3 comments on"Deploy MongoDB into IBM Cloud Private"

  1. Hello i try as you says but when i deploy the chart i obtain an error FailedBinding –> no persistent volumes available for this claim and no storage class is set” in storage volume claim. This happen both if a declare or not a storage class name. My persistent volume is:
    “apiVersion”: “v1”,
    “kind”: “PersistentVolume”,
    “metadata”: {
    “name”: “mongodb”,
    “resourceVersion”: “62921”
    “spec”: {
    “capacity”: {
    “storage”: “20Gi”
    “hostPath”: {
    “path”: “/opt/data/mongodb”,
    “type”: “”
    “accessModes”: [
    “persistentVolumeReclaimPolicy”: “Retain”,
    “storageClassName”: “mongodb”

    I am working with ICP and i am trying to deploy an ibm-mongodb-dev V 1.1.2.

    Any suggestion ?

  2. anup@BigData August 10, 2018

    edit the deployment and ensure “spec”: {
    “volumes”: [
    “name”: “mongo-ibm-mongodb-dev-datavolume”,
    “persistentVolumeClaim”: {
    “claimName”: “pv001”

    submit the changes and you should see in the events that it pulls up the container.

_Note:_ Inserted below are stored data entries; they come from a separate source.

Issue #190, opened 2025-02-10
inputcapture: Call objects are leaked on successful code paths


smcv:
The memory management of Call objects in the inputcapture interface seems to be wrong in both directions. Not only is there a use-after-free for some orders of events (#169), the Call objects are also frequently leaked.

To reproduce, first apply #189, then apply this:

```diff
diff --git a/libportal/inputcapture.c b/libportal/inputcapture.c
index d452ff2..7f3264c 100644
--- a/libportal/inputcapture.c
+++ b/libportal/inputcapture.c
@@ -237,6 +237,7 @@ typedef struct {
 
 static void create_session (Call *call);
 static void get_zones (Call *call);
+static size_t call_instances = 0;
 
 static void
 call_free (Call *call)
@@ -264,6 +265,8 @@ call_free (Call *call)
 
   g_free (call->session_path);
 
+  call_instances--;
+  g_debug ("Call instances: %zu", call_instances);
   g_free (call);
 }
 
@@ -277,6 +280,9 @@ call_new (XdpPortal *portal,
 {
   Call *call = g_new0 (Call, 1);
 
+  call_instances++;
+  g_debug ("Call instances: %zu", call_instances);
+
   call->portal = g_object_ref (portal);
 
   if (session != NULL)
diff --git a/tests/meson.build b/tests/meson.build
index d126a06..600fef0 100644
--- a/tests/meson.build
+++ b/tests/meson.build
@@ -17,7 +17,7 @@ if meson.version().version_compare('>= 0.56.0')
 
     test('pytest',
       pytest,
-      args: ['--verbose', '--verbose', '--log-level=DEBUG'],
+      args: ['--verbose', '--verbose', '--log-level=DEBUG', '-s'],
       env: test_env,
       workdir: meson.current_source_dir(),
       timeout: 180,
```

and run the test suite.

Expected result: the number of Call instances "alive" fluctuates between 0 and 1, perhaps sometimes as high as 2 or 3 if GDBus calls are still happening in the background after we have moved on to the next test-case.

Actual result: the number of instances increases over time, only rarely decreasing by 1, and the last count I see in my test log is:

```
(process:386365): libportal-DEBUG: 11:59:31.380: Call instances: 23
```

I think this is because `call_free()` is called when an error occurs (which can result in a double-free like #169 if more than one error is seen), but is not called when we get a successful result and return it from the GTask. If a test-case involves interactions with input capture being completely successful, the Call is just never freed.

[...]

PR #191, opened 2025-02-10
inputcapture: Reference-count Call objects

smcv:
Best reviewed commit-by-commit.

* glib-backports: Add a backport of g_steal_handle_id()
    
    This is useful when writing idempotent code to unsubscribe from GDBus
    signals.

* inputcapture: Factor out call_dispose() from call_free()
    
    This makes call_dispose() idempotent, so that it can be called whenever a
    Call has become irrelevant, but without freeing the memory used for the
    Call structure itself, which would leave it as a dangling pointer if it
    is still in use as the user-data of an async call.
    
    This will be used in a subsequent commit to keep the Call alive via a
    circular reference between the GTask and Call while we are still waiting
    for a result, and then break the circular reference with call_dispose()
    when the Call has reached a resolution, either success or failure.

* inputcapture: Reference a pre-existing session where necessary
    
    We're passing the session object to g_task_return_pointer() with
    g_object_unref as the free-function, and that's only correct if we
    previously owned a reference to it. In the case where we created a fresh
    session object, we did own a reference, but in the case where we merely
    retrieved it from call->session, we did not.
    
    This would have led to a use-after-free if it wasn't for the fact that
    we are leaking the Call object (#190), which leaks a reference to the
    session, avoiding the use-after-free via compensating errors. Before we
    can safely fix the leak, we have to reference-count the session correctly.

* inputcapture: Reference-count Call instances
    
    To avoid a use-after-free (#169), we need to make sure that there is
    at least one reference held to the memory used to store the Call struct
    for the duration of each D-Bus method call, so consistently take a new
    ref to the user-data of g_dbus_connection_call(), and release it in
    call_returned().
    
    However, we also need to keep the Call alive for as long as it is
    listening to any D-Bus signals, without introducing a long-term
    circular reference that would make it be leaked indefinitely.
    
    To achieve this, create a temporary circular reference between the Call
    and the GTask, but break it via call_dispose() every time we reach a
    resolution to the task, whether that's success or a failure.
    
    Resolves: https://github.com/flatpak/libportal/issues/169
    Resolves: https://github.com/flatpak/libportal/issues/190

* inputcapture: Assert that we don't prep_call() twice in parallel
    
    If we did, then the second signal subscription would overwrite the first,
    and call_dispose() would no longer unsubscribe the first signal
    subscription, breaking our memory-management assumptions.

* inputcapture: Drop unused userdata parameter to prep_call
    
    Despite its name, this was really a free-function for the GDBus
    signal subscription, which in practice was always NULL.

* inputcapture: Guard against unknown Response codes
    
    If the response code was somehow neither 0, 1 nor 2, we would previously
    have freed the GTask without ever returning a result. Return a failed
    result in this case, mechanically equivalent to response code 2
    ("The user interaction was ended in some other way") but with a
    different error message.

* inputcapture: Consistently end the Call iff the GTask has completed
    
    After the previous commit ensured that the GTask is always given a
    result at all appropriate times, this should not make any practical
    difference.
    
    However, it hopefully makes the intention clearer: after the GTask has
    completed, we always dispose the Call, and if the GTask has not yet
    completed, we never do.

* inputcapture: Assert that we don't receive Response signals after dispose
    
    When the Call object is disposed, it unsubscribes from the Response
    signal before releasing its GTask reference, so it should be impossible
    to get into the Response handler after dispose. Clarify that.

### DIFF
--- a/libportal/inputcapture.c
+++ b/libportal/inputcapture.c
@@ -239,8 +239,10 @@ static void create_session (Call *call);
 static void get_zones (Call *call);
 
 static void
-call_dispose (Call *call)
+call_dispose (void *p)
 {
+  Call *call = p;
+
   /* CreateSesssion */
   if (call->parent)
     call->parent->parent_unexport (call->parent);
@@ -271,18 +273,9 @@ call_ref (Call *call)
 }
 
 static inline void
-call_last_unref (void *call)
-{
-  /* Only separated from call_dispose() because g_rc_box_release_full()
-   * wants a GDestroyNotify, and because this is a convenient place to put
-   * life-cycle debugging */
-  call_dispose (call);
-}
-
-static inline void
 call_unref (void *call)
 {
-  g_rc_box_release_full (call, call_last_unref);
+  g_rc_box_release_full (call, call_dispose);
 }
 
 G_DEFINE_AUTOPTR_CLEANUP_FUNC (Call, call_unref)
--- a/libportal/inputcapture.c
+++ b/libportal/inputcapture.c
@@ -544,6 +544,10 @@ get_zones_done (GDBusConnection *bus,
   guint32 response;
   g_autoptr(GVariant) ret = NULL;
 
+  /* If the Call has already been disposed, we should have unsubscribed
+   * from the Response signal at that time, so we shouldn't get here */
+  g_return_if_fail (G_IS_TASK (call->task));
+
   g_variant_get (parameters, "(u@a{sv})", &response, &ret);
 
   if (response != 0)
@@ -676,6 +680,10 @@ session_created (GDBusConnection *bus,
   Call *call = data;
   guint32 response;
   g_autoptr(GVariant) ret = NULL;
+
+  /* If the Call has already been disposed, we should have unsubscribed
+   * from the Response signal at that time, so we shouldn't get here */
+  g_return_if_fail (G_IS_TASK (call->task));
 
   g_variant_get (parameters, "(u@a{sv})", &response, &ret);
 
@@ -955,6 +963,10 @@ set_pointer_barriers_done (GDBusConnection *bus,
   g_autoptr(GVariant) ret = NULL;
   GVariant *failed = NULL;
   GList *failed_list = NULL;
+
+  /* If the Call has already been disposed, we should have unsubscribed
+   * from the Response signal at that time, so we shouldn't get here */
+  g_return_if_fail (G_IS_TASK (call->task));
 
   g_variant_get (parameters, "(u@a{sv})", &response, &ret);
 
--- a/libportal/inputcapture.c
+++ b/libportal/inputcapture.c
@@ -633,6 +633,8 @@ get_zones_done (GDBusConnection *bus,
     g_task_return_new_error (call->task, G_IO_ERROR, G_IO_ERROR_CANCELLED, "InputCapture GetZones() canceled");
   else if (response == 2)
     g_task_return_new_error (call->task, G_IO_ERROR, G_IO_ERROR_FAILED, "InputCapture GetZones() failed");
+  else if (response != 0)
+    g_task_return_new_error (call->task, G_IO_ERROR, G_IO_ERROR_FAILED, "InputCapture GetZones() unknown response code %d", response);
 
   /* If the Call failed, we can ignore any subsequent method replies */
   if (response != 0)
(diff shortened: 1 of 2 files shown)


smcv:
Marked as draft because I'm still testing this (100 runs in a loop) on a cloud VM instance that, for whatever reason, reproduces #169 more easily than any other environment I have access to. But I think it's ready for review.

It certainly does resolve #191. When I add this:

```diff
diff --git a/libportal/inputcapture.c b/libportal/inputcapture.c
index 0736a0e..1504cf1 100644
--- a/libportal/inputcapture.c
+++ b/libportal/inputcapture.c
@@ -237,6 +237,7 @@ typedef struct {
 
 static void create_session (Call *call);
 static void get_zones (Call *call);
+static size_t call_instances = 0;
 
 static void
 call_dispose (Call *call)
@@ -277,6 +278,8 @@ call_last_unref (void *call)
    * wants a GDestroyNotify, and because this is a convenient place to put
    * life-cycle debugging */
   call_dispose (call);
+  call_instances--;
+  g_debug ("Call instances: %zu", call_instances);
 }
 
 static inline void
@@ -297,6 +300,9 @@ call_new (XdpPortal *portal,
 {
   g_autoptr(Call) call = g_rc_box_new0 (Call);
 
+  call_instances++;
+  g_debug ("Call instances: %zu", call_instances);
+
   call->portal = g_object_ref (portal);
 
   if (session != NULL)
diff --git a/tests/meson.build b/tests/meson.build
index d126a06..600fef0 100644
--- a/tests/meson.build
+++ b/tests/meson.build
@@ -17,7 +17,7 @@ if meson.version().version_compare('>= 0.56.0')
 
     test('pytest',
       pytest,
-      args: ['--verbose', '--verbose', '--log-level=DEBUG'],
+      args: ['--verbose', '--verbose', '--log-level=DEBUG', '-s'],
       env: test_env,
       workdir: meson.current_source_dir(),
       timeout: 180,
```

I can still see the number of instances increase, but only gradually (the highest it reaches is 6), and the number drops back down to 0 by the time testing finishes.

smcv:
cc @whot

smcv:
> Marked as draft because I'm still testing this (100 runs in a loop) on a cloud VM instance that, for whatever reason, reproduces https://github.com/flatpak/libportal/issues/169 more easily than any other environment I have access to

It was successful. I'm continuing to test in the same environment with the whole test suite.

smcv:
Rebased after @TingPing merged prerequisites #184 and #189 (thanks!)

A previous version survived 100 iterations of repeated testing on a cloud VM where 0.9.0 hits #169 80% of the time. Testing the rebased version now, it will likely take a while but is looking good so far (on its 10th run).

smcv:
> Testing the rebased version now, it will likely take a while but is looking good so far (on its 10th run)

This also survived 100 test iterations, on a cloud VM where 0.9.0 had approximately an 80% failure rate, so I'm now quite confident that this PR fixes the race condition.

libportal/inputcapture.c
```diff
@@ -264,13 +264,29 @@ call_dispose (Call *call)
...
+   * wants a GDestroyNotify, and because this is a convenient place to put
+   * life-cycle debugging */
   call_dispose (call);
-  g_free (call);
 }
 
+static inline void
+call_unref (void *call)
+{
+  g_rc_box_release_full (call, call_last_unref);
```
TingPing, line 285: This is nitpicking, but `g_rc_box_release_full` refers to the destroy notify as a *"clear"* function, which IME is the convention.

On its own that doesn't matter but your usage of `call_dispose()` below would be more readable to me if those were `call_clear()`.

TingPing (approved):
>  inputcapture: Consistently end the Call iff the GTask has completed

Typo: "iff"

Everything looks good to me.

smcv:
> Typo: "iff"

No, that was intentional: it's mathematical jargon for "if and only if", which would have made the subject line of the commit too long.

If you don't like that, perhaps `inputcapture: Consistently end Call if and only if GTask completed` would be better?

libportal/inputcapture.c
smcv: I did originally call the function that clears all the fields `call_clear()`, but later renamed it to `call_dispose()`. My reasoning for that was that "clear" functions are typically only used when an object is about to be destroyed, but in this case a `Call` can hang around for a significant timespan (up to 25 seconds if the D-Bus call times out) after it has already been cleared, and we need to make sure not to crash.

I chose `call_dispose()` to suggest a similarity to GObject `dispose`, and its use in breaking reference cycles by calling `g_object_run_dispose()` (which is the equivalent of what we're doing every time we call it *before* last-unref).

But if you still think `call_clear()` would be clearer (no pun intended) after seeing that reasoning, I can rename it.

The separation between `call_last_unref()` and `call_dispose()` was mainly so that I could add debug instrumentation in `call_last_unref()` (https://github.com/flatpak/libportal/pull/191#issuecomment-2647911668), which I used to verify that #190 is fixed by this branch; but now that I've done that verification and I'm only making cosmetic changes, I can combine them into one function named `call_dispose()` or `call_clear()` if you'd prefer.

TingPing: I'm fine with `call_dispose` given your reasoning.

If its not a burden probably should remove `call_last_unref`.

whot (approved):
Thanks heaps for finding all these... quite a ride just reading the commit messages :)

  3. danielap.201907300905 October 24, 2019

    Any recommendations regarding how to handle memory allocation? I have a pod that keeps crashing when trying to get large collections. With no swap support from k8s, the only solution I can think of is adding more memory, but this feels a bit silly as the collection will probably keep growing.